La Grande Chaloupe Saint-Denis, par le Colorado

 

Vidéo : http://dai.ly/dNIt7U

 

            Le soleil n’était pas encore levé quand notre groupe a attaqué les pavés du Chemin Crémont, dit Chemin des Anglais parce que ces derniers l’ont emprunté pour prendre Saint-Denis en 1 810 alors que c’est bien M. Crémont qui a lancé sa construction en 1 730.

            Nous les avons presque tous déjà piétinés, au moins une fois dans la première partie de ce chemin entre La Possession et la Grande Chaloupe, et avons encore en mémoire la difficulté et la vigilance qu’ils exigent si l’on veut éviter divers petits traumatismes aux pieds.
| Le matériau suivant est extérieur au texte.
PR #478, opened 2026-07-09
A5 PR-A: keystore — per-host signing key management for audit seals

omkhar:
Part of A5 (signed session audit seals). First PR in a 4-PR stack.

Manages the per-host ECDSA **P-256** key used to sign A5 session audit seals: generate, load, and harden the private key and its public sidecar under an owner-secured (0700) signing directory. Distinct concern from the audit-chain recompute + sign/verify in package `auditseal` (stacked PR-B), which consumes `LoadOrCreateSigningKey`/`LoadPublicKey`.

**Containment.** The whole operation is anchored to one validated directory fd: the signing dir is opened `O_NOFOLLOW|O_DIRECTORY` and fstat-validated (real dir, owner euid, 0700 via `unix.Fstat`), then every key/pub read and write is an `*at` syscall relative to that fd (`openat`/`renameat`/`linkat`/`unlinkat`), so a post-validation dir swap cannot redirect any read or write. Content files are `O_NOFOLLOW` + fstat-checked (regular file, owner euid, mode). Keys are **refused** (never repaired) if insecure/symlink/non-regular/wrong-owner/wrong-curve; the public sidecar is repaired atomically from the private key and bound to its key-id filename. Directory entries are made durable by fsyncing the dir and **its full ancestor chain**, independent of who won a first-use race.

**Core tests** here: key gen + stability + rotation, P-256 curve enforcement, one perms refusal, one durability (parent fsync) case, blank-dir guard. Dead-code clean standalone. The exhaustive hardening matrix (perms/symlink/FIFO/TOCTOU/durability/racers) is stacked test-only PR-A2.

Stack:
- **PR-A (this)** a5k1/keystore-core → main
- PR-A2 a5k2/keystore-hardening-tests → a5k1 (test-only)
- PR-B a5a2/auditseal-lib → a5k1
- PR-C a5b2/session-verify → a5a2

### DIFF
--- a/internal/host/keystore/keystore.go
+++ b/internal/host/keystore/keystore.go
@@ -1,0 +1,566 @@
+// SPDX-License-Identifier: Apache-2.0
+// Copyright 2026 Omkhar Arasaratnam
+
+// Package keystore manages the per-host ECDSA P-256 key used to sign A5 session
+// audit seals: generating, loading, and hardening the private key and its
+// public sidecar under an owner-secured signing directory. It is a distinct
+// concern from the audit-chain recompute and sign/verify in package auditseal,
+// which consumes LoadOrCreateSigningKey and LoadPublicKey.
+//
+// The ENTIRE operation is anchored to one validated directory fd. The signing
+// dir is opened O_NOFOLLOW|O_DIRECTORY and fstat-validated (real dir, owner euid,
+// 0700), then every key/pub read and write is performed with *at syscalls
+// relative to that fd (openat/renameat/linkat/unlinkat). So a same-parent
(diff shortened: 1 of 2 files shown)


omkhar:
@codex review

omkhar:
Addressed in af7a5d1 (rebased to fede5861): the ancestor-durability walk is now fd-anchored (openat(fd, "..") from the validated dir fd, dev+inode root fixpoint) instead of path-based, so a symlinked ancestor can no longer short-circuit the fsync of the real directory behind it. Added TestSymlinkedAncestorIsFsynced (a5k2) asserting the real dir's inode is fsynced. Rebased onto current main (post-g4).

omkhar:
@codex review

            Dès le départ, en levant la tête du côté de Saint-Denis, chacun prenait bien conscience qu’il fallait se hisser en haut de la crête qui domine le petit village de la Grande Chaloupe, en tenant compte d’une nouveauté qui venait remplacer la part d’oubli : cette fois-ci, on avait démarré à froid dans cette montée sévère, et, dans ce cas, ceux qui partent trop vite le payent sans tarder, à un prix fort ; il est préférable de bien s’écouter, de doser ses efforts si l’on veut aller loin, et c’était notre cas puisque nous devons rejoindre Saint-Denis. Heureusement que le paysage formidable qui nous tournait le dos nous incitait à ralentir et à souffler un peu : la route du littoral offre aux différents points de vue dans cette montée un véritable spectacle ; il est agréable de contempler la falaise de l’autre versant qui surplombe les rubans gris de cette route et de voir défiler les véhicules pressés de rejoindre leurs destinations. En ce début d’année, le monde économique n’était encore tout à fait sorti des congés annuels, le monde scolaire était encore en vacance, ce qui fait qu’à cette heure de la matinée les flux de véhicules n’étaient pas très importants. Mais la circulation monte toujours vite, quelle que soit la période de l’année, on s’en rend compte au cours de la montée.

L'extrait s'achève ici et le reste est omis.